The university American football bowls were a good example of this. They would often make deals with teams before the year had finished. These teams would then go on to lose a few games and thus the bowls would end up with mediocre teams in the “play-offs”. Exposing limits typically does not work. That is to say “nobody makes offers until this date” participants typically ignore it or make informal deals.

A better solution is to redesign the market so that it is not in their advantage to go early and begin the process of unravelling. In the case of the bowl series, the five major bowls combined to rotate who gets the biggest championship game each year. Getting the top teams and thus far higher viewing figures makes it well worth them only getting it one in five times.

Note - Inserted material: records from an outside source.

PR #256, opened 2021-07-22
Use termguicolors

lastra-dev:
Fixes neovim displaying cterm 256 colors, it should always use gui hexadecimal colors instead. this only applies if termguicolors is available for the terminal. this can save a lot of "colors not displaying correctly" issues.

Before:

After:

(difference in the background and status line)

### DIFF
--- a/autoload/dracula.vim
+++ b/autoload/dracula.vim
@@ -54,4 +54,13 @@ func! dracula#should_abort(...)
     return 0
 endfunction
 
+" Use termguicolors instead of 256
+if (has('nvim'))
+  let $NVIM_TUI_ENABLE_TRUE_COLOR = 1
+endif
+
+if (has('termguicolors'))
+  set termguicolors
+endif
+
 " vim: fdm=marker ts=2 sts=2 sw=2 fdl=0:


autoload/dracula.vim
```diff
@@ -54,4 +54,13 @@ func! dracula#should_abort(...)
     return 0
 endfunction
 
+" Use termguicolors instead of 256
+if (has('nvim'))
+  let $NVIM_TUI_ENABLE_TRUE_COLOR = 1
+endif
+
+if (has('termguicolors'))
```
benknoble, line 62: This is just wrong--vim supports the option, but not every terminal supports truecolor. It is an option we should not set for the user! They know better than we if this is what they want. We provide both GUI and terminal colors--the scheme is designed to work for both (though not perfectly as you point out).

autoload/dracula.vim
```diff
@@ -54,4 +54,13 @@ func! dracula#should_abort(...)
     return 0
 endfunction
 
+" Use termguicolors instead of 256
+if (has('nvim'))
+  let $NVIM_TUI_ENABLE_TRUE_COLOR = 1
```
benknoble, line 59: I have no idea what this does--is it neovim's version of `termguicolors`?

Does neovim ubiquitously support truecolor, even when running in terminals without it?

benknoble (commented):
Fundamentally I can't approve this. Not every terminal supports truecolor, and (while I happen to like the real colors) perhaps some are fine with the 256 color palette. This is not something we can or should force on the user, and I would consider it a breaking change.

autoload/dracula.vim
dsifford: FYI:

image

https://twitter.com/justinmk/status/730614264659120128

autoload/dracula.vim
dsifford: Agree. I don't believe we should be responsible for this.

autoload/dracula.vim
benknoble: Ok, so that would need fixed anyhow.

lastra-dev:
Ok, termguicolor should be enabled by the user if desired, maybe you can mention it at draculatheme.com/vim? Thank you :smile:

dsifford:
Appreciate the PR nevertheless @lastra-dev. Please feel free to open up more if you run into other issues or have other enhancements in mind.

PR #260, opened 2021-09-02
A better contrast for the tabline background

SlyBouhafs:
Here are two screenshots, the first one is the new setting and the second one is the old setting.
Screen Shot 2021-09-02 at 00 47 57
Screen Shot 2021-09-02 at 00 17 41

### DIFF
--- a/colors/dracula.vim
+++ b/colors/dracula.vim
@@ -232,7 +232,7 @@ hi! link Question     DraculaFgBold
 hi! link Search       DraculaSearch
 call s:h('SignColumn', s:comment)
 hi! link TabLine      DraculaBoundary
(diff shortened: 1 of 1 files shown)


benknoble:
I don't have any issue with the change, but it looks like there's a spurious commit there: We don't need the "merge PR commit," just the change.

SlyBouhafs:
@benknoble Well, i'm not sure how to remove that merge PR commit, should i just do another PR?

dsifford:
@benknoble if you're cool with the change just do a squash merge and that stray commit won't matter.

benknoble:
Hm, I think I'll just cherry-pick it myself tomorrow. Don't worry about it @SlyBouhafs , I'll get it fixed up.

Controls on markets rarely work as well as a well designed market. Take prohibition in the US for example. It didn’t stop people drinking, it just created a black market. Organised crime got involved. This is a big problem because when prohibition ended, the criminals didn’t stop being criminals, they just did something else.

This might be a good lesson for the war on drugs. Not only it is obviously failing to control drug use and supporting organised criminal activity, but even if we decriminalised drugs, which the evidence shows is clearly a good thing, we would also have the legacy of organised crime to mop up.

A better market is also a thicker market. One where there are plenty of buyers and sellers that can be matched. There are a number of ways to do this.

Commoditisation is one. Take coffee for example. If everyone sells individual coffee you need to build up a relationship with each coffee grower to ensure their quality is high. But if you implement national standards and grading, people can buy a specific grade coffee without this information. You can even have a futures market.

Money can be a useful tool for easing congestion in a crowded market. Ticket reselling sites are a good example of this. The ticket market is broken. Gig tickets are typically sold all at one price, even though some people want to attend an event so much that they would be willing to pay a premium. Ideally this would be done at the original point-of-sale, but it isn’t, so the ticket resale market has sprung up to fix this.

Speed is also important. eBay is a good example of this. They have transitioned from an auction format which takes time and there is no guarantee you will win. Now, most transactions are Buy It Now, matching buyers and sellers instantly. Their feedback system is also an example of an evolving market. Initially people would always leave positive feedback for sellers, because otherwise the seller would retaliate. Now, only buyers can leave feedback, so they are free to be honest about bad experiences.

Filtering can also be an issue in over-crowded markets. If you are an attractive woman in online dating, you may receive more messages than you can respond to. Or for popular jobs, a company will receive more applicants than it can sort through. Roth suggests that one way in which a degree can be valuable is almost like a peacock’s tail. If you can show you can deliver on a three year project, it doesn’t matter that it might not be relevant to the job you apply for.

In summary, many markets are not just simple money-driven commodity markets. matching markets are complex and often do not work well or safely. This is a major problem because matching markets affect huge areas of our lives – education, jobs and love! Therefore it is important that we design these markets in such a way as to make them work as well as possible for all participants. Importantly, it is possible to do this with good market design.